Перед домом Торстена они остановились на еловой аллее за пятьдесят метров от ворот и повернулись к камерам наблюдения. Через десять секунд ворота впереди плавно откроются.

Въехав во двор, Дитлев вызвал на мобильнике номер Торстена и спросил:

— Где ты сейчас?

— Заезжай за хозяйственные постройки, там остановишься. Я в зверинце.

— Он в зверинце, — сообщил Дитлев, чувствуя, как в нем нарастает нетерпение.

Это была самая волнующая часть ритуала, и Ульрик уж точно сгорал в ожидании.

Они не раз видели Торстена среди полураздетых моделей или в лучах прожекторов, принимающего восхищение выдающихся людей. Но никогда его облик не выражал такого наслаждения, как тогда, когда он перед охотой посещал свой зверинец.

Следующая охота была назначена на будний день, через неделю. На этот раз приглашались только те люди, которые ранее выигрывали право застрелить особую добычу. Люди, которые получали на этих вылазках необыкновенные ощущения и материальные блага. Люди, на которых они могли положиться и которые были похожи на них.

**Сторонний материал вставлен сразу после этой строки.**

PR #2413, opened 2025-01-03
DMP-4538 ARM RPO - Endpoint changes

karen-hedges:

https://tools.hmcts.net/jira/browse/DMP-4538

### Change description ###

- Added code to sleep between addAsyncSearch & SaveBackgroundSearch RPO calls.
- Added check if isSaved is true in getExtendedSearchesByMatter.
- Added checks if the getExtendedSearchesByMatter and in progress is current state for reprocessing

```
[ ] Yes
[ x] No
```

### DIFF
--- a/charts/darts-api/values.dev.template.yaml
+++ b/charts/darts-api/values.dev.template.yaml
@@ -114,7 +114,6 @@ java:
     AUTOMATED_TASK_MODE: true
     API_MODE: true
     IS_MOCK_ARM_RPO_DOWNLOAD_CSV: false
-    ARM_RPO_THREAD_SLEEP_DURATION: 5s
 
   secrets:
     DARTS_API_DB_PASSWORD:
--- a/charts/darts-api/values.dev.template.yaml
+++ b/charts/darts-api/values.dev.template.yaml
@@ -114,6 +114,7 @@ java:
     AUTOMATED_TASK_MODE: true
     API_MODE: true
     IS_MOCK_ARM_RPO_DOWNLOAD_CSV: false
+    ARM_RPO_THREAD_SLEEP_DURATION: 5s
 
   secrets:
     DARTS_API_DB_PASSWORD:
--- a/src/integrationTest/java/uk/gov/hmcts/darts/arm/service/ArmRpoPollServiceIntTest.java
+++ b/src/integrationTest/java/uk/gov/hmcts/darts/arm/service/ArmRpoPollServiceIntTest.java
@@ -139,6 +139,41 @@ class ArmRpoPollServiceIntTest extends PostgresIntegrationBase {
     }
 
     @Test
+    void pollArmRpo_shouldPollSuccessfullyWithSaveBackgroundCompletedGetExtendedProductionsByMatterInProgress() throws IOException {
+        // given
+        armRpoExecutionDetailEntity.setArmRpoStatus(ArmRpoHelper.completedRpoStatus());
+        armRpoExecutionDetailEntity.setArmRpoState(ArmRpoHelper.getExtendedProductionsByMatterRpoState());
+        armRpoExecutionDetailEntity.setMatterId("MatterId");
+        armRpoExecutionDetailEntity.setSearchId("SearchId");
+        armRpoExecutionDetailEntity.setStorageAccountId("StorageAccountId");
+        armRpoExecutionDetailEntity.setProductionId(PRODUCTION_ID);
+        armRpoExecutionDetailEntity = dartsPersistence.save(armRpoExecutionDetailEntity);
+
+        when(armApiService.getArmBearerToken()).thenReturn(BEARER_TOKEN);
+        when(armRpoClient.getExtendedSearchesByMatter(any(), any()))
+            .thenReturn(getExtendedSearchesByMatterResponse());
+        when(armRpoClient.getMasterIndexFieldByRecordClassSchema(any(), any()))
+            .thenReturn(getMasterIndexFieldByRecordClassSchemaResponse("propertyName", "ingestionDate"));
+        when(armRpoClient.createExportBasedOnSearchResultsTable(anyString(), any()))
+            .thenReturn(getCreateExportBasedOnSearchResultsTableResponseInProgress());
+
+        // when
+        armRpoPollService.pollArmRpo(false);
+
+        // then
+        var updatedArmRpoExecutionDetailEntity = dartsPersistence.getArmRpoExecutionDetailRepository().findById(armRpoExecutionDetailEntity.getId());
+        assertNotNull(updatedArmRpoExecutionDetailEntity);
+        assertEquals(ArmRpoHelper.createExportBasedOnSearchResultsTableRpoState().getId(), updatedArmRpoExecutionDetailEntity.get().getArmRpoState().getId());
+        assertEquals(ArmRpoHelper.inProgressRpoStatus().getId(), updatedArmRpoExecutionDetailEntity.get().getArmRpoStatus().getId());
+
+        verify(armRpoClient).getExtendedSearchesByMatter(any(), any());
+        verify(armRpoClient).getMasterIndexFieldByRecordClassSchema(any(), any());
+        verify(armRpoClient).createExportBasedOnSearchResultsTable(anyString(), any());
+        verifyNoMoreInteractions(armRpoClient);
+
+    }
+
+    @Test
     void pollArmRpo_shouldPollSuccessfullyWithSaveBackgroundCompletedCreateExportInProgress() throws IOException {
         // given
         armRpoExecutionDetailEntity.setArmRpoStatus(ArmRpoHelper.completedRpoStatus());
@@ -341,6 +376,7 @@ class ArmRpoPollServiceIntTest extends PostgresIntegrationBase {
         ExtendedSearchesByMatterResponse.Search search = new ExtendedSearchesByMatterResponse.Search();
         search.setTotalCount(4);
         search.setName("DARTS_RPO_2024-08-13");
+        search.setIsSaved(true);
         ExtendedSearchesByMatterResponse.SearchDetail searchDetail = new ExtendedSearchesByMatterResponse.SearchDetail();
         searchDetail.setSearch(search);
         response.setSearches(List.of(searchDetail));
--- a/src/integrationTest/java/uk/gov/hmcts/darts/arm/service/ArmRpoPollServiceIntTest.java
+++ b/src/integrationTest/java/uk/gov/hmcts/darts/arm/service/ArmRpoPollServiceIntTest.java
@@ -139,10 +139,10 @@ class ArmRpoPollServiceIntTest extends PostgresIntegrationBase {
     }
 
     @Test
-    void pollArmRpo_shouldPollSuccessfullyWithSaveBackgroundCompletedGetExtendedProductionsByMatterInProgress() throws IOException {
+    void pollArmRpo_shouldPollSuccessfullyWithGetExtendedSearchesByMatterInProgress() throws IOException {
         // given
-        armRpoExecutionDetailEntity.setArmRpoStatus(ArmRpoHelper.completedRpoStatus());
-        armRpoExecutionDetailEntity.setArmRpoState(ArmRpoHelper.getExtendedProductionsByMatterRpoState());
+        armRpoExecutionDetailEntity.setArmRpoStatus(ArmRpoHelper.inProgressRpoStatus());
+        armRpoExecutionDetailEntity.setArmRpoState(ArmRpoHelper.getExtendedSearchesByMatterRpoState());
         armRpoExecutionDetailEntity.setMatterId("MatterId");
         armRpoExecutionDetailEntity.setSearchId("SearchId");
         armRpoExecutionDetailEntity.setStorageAccountId("StorageAccountId");
@@ -155,7 +155,17 @@ class ArmRpoPollServiceIntTest extends PostgresIntegrationBase {
         when(armRpoClient.getMasterIndexFieldByRecordClassSchema(any(), any()))
             .thenReturn(getMasterIndexFieldByRecordClassSchemaResponse("propertyName", "ingestionDate"));
         when(armRpoClient.createExportBasedOnSearchResultsTable(anyString(), any()))
-            .thenReturn(getCreateExportBasedOnSearchResultsTableResponseInProgress());
+            .thenReturn(getCreateExportBasedOnSearchResultsTableResponse());
+        when(armRpoClient.getExtendedProductionsByMatter(anyString(), any()))
+            .thenReturn(getExtendedProductionsByMatterResponse());
+        when(armRpoClient.getProductionOutputFiles(any(), any()))
+            .thenReturn(getProductionOutputFilesResponse(PRODUCTION_ID));
+
+        when(armRpoDownloadProduction.downloadProduction(any(), any(), any()))
+            .thenReturn(getFeignResponse(200));
+
+        when(armRpoClient.removeProduction(any(), any()))
+            .thenReturn(getRemoveProductionResponse());
 
         // when
         armRpoPollService.pollArmRpo(false);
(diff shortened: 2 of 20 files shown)


hemantasharma1129 (approved):

charts/darts-api/values.dev.template.yaml
```diff
@@ -114,6 +114,7 @@ java:
     AUTOMATED_TASK_MODE: true
     API_MODE: true
     IS_MOCK_ARM_RPO_DOWNLOAD_CSV: false
+    ARM_RPO_THREAD_SLEEP_DURATION: 5s
```
Ben-Edwards-cgi, line 117: Is this needed if we default to 5s if it is not provided?

src/main/java/uk/gov/hmcts/darts/arm/exception/ArmRpoGetExtendedSearchesByMatterIdException.java
```diff
@@ -0,0 +1,8 @@
+package uk.gov.hmcts.darts.arm.exception;
+
+@SuppressWarnings("java:S110")
```
Ben-Edwards-cgi, line 3: Should action instead of supressing

src/main/java/uk/gov/hmcts/darts/arm/service/impl/TriggerArmRpoSearchServiceImpl.java
```diff
@@ -84,4 +89,14 @@ public void triggerArmRpoSearch() {
...
 
+    // Added method to fix sonar complaint
+    void sleep(Duration threadSleepDuration) {
+        try {
+            Thread.sleep(threadSleepDuration);
+        } catch (InterruptedException e) {
+            log.error("Trigger ARM RPO search thread sleep interrupted", e);
+            Thread.currentThread().interrupt();
+        }
+    }
```
Ben-Edwards-cgi, line 100: Would be good to stick this into a Util class.
This way if we ever change how the sleep logic works it is all centralised across the application

src/test/java/uk/gov/hmcts/darts/arm/rpo/impl/ArmRpoApiGetExtendedSearchesByMatterTest.java
```diff
@@ -87,6 +89,39 @@ void getExtendedSearchesByMatter_Success() {
...
+        when(armRpoClient.getExtendedSearchesByMatter(anyString(), any())).thenReturn(extendedSearchesByMatterResponse);
+
+        // when
+        ArmRpoGetExtendedSearchesByMatterIdException armRpoGetExtendedSearchesByMatterIdException = assertThrows(
+            ArmRpoGetExtendedSearchesByMatterIdException.class, () -> armRpoApi.getExtendedSearchesByMatter("token", 1, userAccount));
+
+        // then
+        assertThat(armRpoGetExtendedSearchesByMatterIdException.getMessage(),
+                   containsString("The extendedSearchesByMatterResponse is not saved"));
+        verify(armRpoService).updateArmRpoStateAndStatus(any(),
```
Ben-Edwards-cgi, line 117: any() should be avoided in verify statements to ensure the expected values are being passed

src/test/java/uk/gov/hmcts/darts/arm/rpo/impl/ArmRpoApiGetExtendedSearchesByMatterTest.java
```diff
@@ -87,6 +89,39 @@ void getExtendedSearchesByMatter_Success() {
...
+                                                         eq(ARM_RPO_HELPER_MOCKS.getGetExtendedSearchesByMatterRpoState()),
+                                                         eq(ARM_RPO_HELPER_MOCKS.getInProgressRpoStatus()),
+                                                         any());
```
Ben-Edwards-cgi, line 120: any() should be avoided in verify statements to ensure the expected values are being passed

src/test/java/uk/gov/hmcts/darts/arm/service/impl/ArmRpoPollServiceImplTest.java
```diff
@@ -169,6 +170,47 @@ void pollArmRpo_shouldPollSuccessfully_whenSaveBackgroundCompletedForManualRun()
...
+            .thenReturn(createHeaderColumns());
+        when(armRpoApi.createExportBasedOnSearchResultsTable(anyString(), anyInt(), any(), any(), any())).thenReturn(true);
+        when(armRpoApi.getProductionOutputFiles(anyString(), anyInt(), any())).thenReturn(List.of("fileId"));
+        InputStream resource = IOUtils.toInputStream("dummy input stream", "UTF-8");
+        when(armRpoApi.downloadProduction(anyString(), anyInt(), anyString(), any())).thenReturn(resource);
+        doNothing().when(armRpoApi).removeProduction(anyString(), anyInt(), any());
+
+        String fileName = "fileId.csv";
+        Path filePath = Path.of(tempDirectory.getAbsolutePath()).resolve(fileName);
+        when(fileOperationService.saveFileToTempWorkspace(any(InputStream.class), anyString(), any(), anyBoolean())).thenReturn(filePath);
```
Ben-Edwards-cgi, line 191: Optional (and maybe worth a separate ticket) but it would be good to get away from the temp workspace and use in-memory processing where applicable. (Unless the file size is very large)

src/test/java/uk/gov/hmcts/darts/arm/service/impl/ArmRpoPollServiceImplTest.java
```diff
@@ -169,6 +170,47 @@ void pollArmRpo_shouldPollSuccessfully_whenSaveBackgroundCompletedForManualRun()
...
+        verify(armRpoApi).downloadProduction(anyString(), anyInt(), any(), any());
+        verify(armRpoApi).removeProduction(anyString(), anyInt(), any());
+
+        verify(userIdentity).getUserAccount();
+
+        verify(fileOperationService).saveFileToTempWorkspace(any(InputStream.class), anyString(), any(), anyBoolean());
+
+        verify(logApi).armRpoPollingSuccessful(any());
+
+        verifyNoMoreInteractions(armRpoApi, userIdentity, fileOperationService, logApi);
```
Ben-Edwards-cgi, line 211: We should avoid using any() in verify statements to ensure we pass the correct values to the methods.

src/test/java/uk/gov/hmcts/darts/arm/service/impl/ArmRpoPollServiceImplTest.java
```diff
@@ -376,7 +419,26 @@ void pollArmRpo_shouldHandleCreateExportInProgress() {
...
+        when(armApiService.getArmBearerToken()).thenReturn("bearerToken");
+        when(armRpoApi.getExtendedSearchesByMatter(anyString(), anyInt(), any())).thenThrow(ArmRpoGetExtendedSearchesByMatterIdException.class);
+
+        // when
+        armRpoPollService.pollArmRpo(false);
+
+        // then
+        verify(armRpoService).getLatestArmRpoExecutionDetailEntity();
+        verify(armApiService).getArmBearerToken();
+        verify(armRpoApi).getExtendedSearchesByMatter(anyString(), anyInt(), any());
```
Ben-Edwards-cgi, line 440: We should avoid using any() in verify statements to ensure we pass the correct values to the methods.

src/test/java/uk/gov/hmcts/darts/arm/service/impl/TriggerArmRpoSearchServiceImplTest.java
```diff
@@ -101,23 +101,36 @@ void triggerArmRpoSearch_shouldCallExpectedApis() {
...
+        // Given
+        Duration threadSleepDuration = Duration.ofMillis(1);
+
+        // When
+        Thread.currentThread().interrupt(); // Simulate an interrupt
+        triggerArmRpoSearchServiceImpl.sleep(threadSleepDuration);
+
+        // Then
+        assertTrue(Thread.interrupted(), "Trigger ARM RPO search thread sleep interrupted");
+    }
```
Ben-Edwards-cgi, line 135: This does not simulate an thread interruption correctly as you interrupt the thread before you call the sleep method as such the sleep interrupt logic never gets hit.

To test this you will need to run the sleep method on a new thread (outside the test thread) and interupt after you call the sleep method to ensure you get the correct exception thrown.

src/integrationTest/java/uk/gov/hmcts/darts/arm/service/ArmRpoPollServiceIntTest.java
```diff
@@ -138,6 +138,56 @@ void pollArmRpo_shouldPollSuccessfullyWithSaveBackgroundCompleted() throws IOExc
...
+        assertEquals(ArmRpoHelper.removeProductionRpoState().getId(), updatedArmRpoExecutionDetailEntity.get().getArmRpoState().getId());
+        assertEquals(ArmRpoHelper.completedRpoStatus().getId(), updatedArmRpoExecutionDetailEntity.get().getArmRpoStatus().getId());
+
+        verify(armRpoClient).getExtendedSearchesByMatter(any(), any());
+        verify(armRpoClient).getMasterIndexFieldByRecordClassSchema(any(), any());
+        verify(armRpoClient).createExportBasedOnSearchResultsTable(anyString(), any());
+        verify(armRpoClient).getExtendedProductionsByMatter(anyString(), any());
+        verify(armRpoClient).getProductionOutputFiles(any(), any());
+        verify(armRpoDownloadProduction).downloadProduction(any(), any(), any());
+        verify(armRpoClient).removeProduction(any(), any());
```
Ben-Edwards-cgi, line 185: any() should be avoided in verify statements to ensure the mocked method gets called with the correct values

karen-hedges: We are verifying the methods are being called not the variable values

src/test/java/uk/gov/hmcts/darts/arm/service/impl/ArmRpoPollServiceImplTest.java
karen-hedges: We are verifying the methods are being called not the variable values

src/test/java/uk/gov/hmcts/darts/arm/service/impl/ArmRpoPollServiceImplTest.java
karen-hedges: This can be a million rows of an excel file that has to be read, so no in memory is not an option.

src/test/java/uk/gov/hmcts/darts/arm/rpo/impl/ArmRpoApiGetExtendedSearchesByMatterTest.java
karen-hedges: We are verifying the methods are being called not the variable values

src/test/java/uk/gov/hmcts/darts/arm/rpo/impl/ArmRpoApiGetExtendedSearchesByMatterTest.java
karen-hedges: We are verifying the methods are being called not the variable values

Ben-Edwards-cgi: To ensure the method is being called correctly we also need to verify the values passed to the method.
As we could be passing invalid values or values for the wrong object which means the method behave unexpectedly

karen-hedges: Where we have an expectation of it taking a specific value and not another then it makes sense to use exact values but for this we don't care what the value is, just that it gets called.

src/main/java/uk/gov/hmcts/darts/arm/exception/ArmRpoGetExtendedSearchesByMatterIdException.java
karen-hedges: This is a restriction on the number of classes that can be inherited from. This is why it is being suppressed.

src/main/java/uk/gov/hmcts/darts/arm/client/model/rpo/ExtendedSearchesByMatterResponse.java
```diff
@@ -31,6 +31,7 @@ public static class Search {
 
         private String name;
         private Integer totalCount;
+        private Boolean isSaved;
```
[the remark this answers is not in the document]
karen-hedges: Json should use objects not primitives because values can be null.

charts/darts-api/values.dev.template.yaml
karen-hedges: ARM have only just come up with this random value and we suspect this will change again in the future

src/test/java/uk/gov/hmcts/darts/arm/service/impl/TriggerArmRpoSearchServiceImplTest.java
karen-hedges: As you can see by the assertion the error message that is thrown is my specific one. Although I do understand it looks odd it seems to work.

charts/darts-api/values.dev.template.yaml
Ben-Edwards-cgi: I think we can still configure it in the yaml using the defaults as we don't need it to be different on dev environments

src/main/java/uk/gov/hmcts/darts/arm/client/model/rpo/ExtendedSearchesByMatterResponse.java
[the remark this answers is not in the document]
Ben-Edwards-cgi: Should we treat null as being false in this scenario?
If not then I am happy with this :)

But if null is essentially false using primitives makes life easier

src/test/java/uk/gov/hmcts/darts/arm/service/impl/ArmRpoPollServiceImplTest.java
Ben-Edwards-cgi: Do we know what the max we would get in darts is?

src/test/java/uk/gov/hmcts/darts/arm/service/impl/TriggerArmRpoSearchServiceImplTest.java
Ben-Edwards-cgi: This assertion just verifies that the Thread.interrupted() is true.

The message is not the exception message but rather a message that gets put into console if the assertion fails to help with debugging. (So this is just a test debug message)

src/test/java/uk/gov/hmcts/darts/arm/rpo/impl/ArmRpoApiGetExtendedSearchesByMatterTest.java
Ben-Edwards-cgi: As the methods are stubbed the values we pass are especially important to ensure we are giving them the correct values.

As if it is called but with the wrong data then the test should fail.

src/main/java/uk/gov/hmcts/darts/arm/service/impl/TriggerArmRpoSearchServiceImpl.java
karen-hedges: Sleep shouldn't really be used but unfortunately is what is required here. We don't want to be promoting the use of sleep really.

charts/darts-api/values.dev.template.yaml
karen-hedges: removed

src/test/java/uk/gov/hmcts/darts/arm/service/impl/ArmRpoPollServiceImplTest.java
karen-hedges: 1 million rows is the max number of rows you can get in excel so that is the max we can be sent

src/test/java/uk/gov/hmcts/darts/arm/service/impl/TriggerArmRpoSearchServiceImplTest.java
karen-hedges: Ah I am misreading my assert there

karen-hedges: I have changed it to be called within a thread

src/test/java/uk/gov/hmcts/darts/arm/rpo/impl/ArmRpoApiGetExtendedSearchesByMatterTest.java
karen-hedges: If a value could be different or changes then it makes sense to verify the value but if its the same the whole time you are adding no value to verify the actual values

src/integrationTest/java/uk/gov/hmcts/darts/arm/service/ArmRpoPollServiceIntTest.java
jackmaloney: Isn't the answer to this is 'it depends'? Not sure there is a hard and fast rule that we shouldn't be using any() in verify statements but acknowledge that it can make the test harder to read with any's all over the place and could lead to false positives in certain situations, especially if someone makes a change in future. 
I guess the question is how important do we think the above is? If you're confident this isn't an issue then go with what you have @karen-hedges.

jackmaloney (approved):

src/integrationTest/java/uk/gov/hmcts/darts/arm/service/ArmRpoPollServiceIntTest.java
karen-hedges: These are all the calls the client so putting values in will mean generating all the json for them which is covered in another test that covers the client request/responses, hence unnecessary to do here.

jackmaloney: Just to clarify, you wouldn't need to generate all the json for this @karen-hedges . It's as simple as doing something like this:

when(armRpoClient.removeProduction(anyString(), any(RemoveProductionRequest.class)))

Не успел Ульрик поставить «лендровер» на стоянку, как из соседнего здания вышел Торстен в окровавленном резиновом фартуке.

— Добро пожаловать!

Он приветствовал их с широкой улыбкой — значит, там только что кого-то зарезали.


С тех пор как они были здесь в последний раз, здание зверинца стало просторнее, длиннее и светлее благодаря множеству окон. Сорок рабочих, латышей и болгар, потрудились не зря, и «Голубиная роща» стала почти такой, какой Торстен хотел видеть ее еще пятнадцать лет назад, когда к двадцати четырем годам заработал свои первые миллионы.

В помещении, освещенном галогеновыми лампами, было не меньше пятисот клеток.

На ребенка посещение зверинца Торстена Флорина произвело бы большее впечатление, чем поход в зоопарк. Взрослого человека, более или менее нормально относящегося к животным, оно должно было шокировать.

— Взгляните сюда, — сказал Торстен. — Варан с острова Комодо.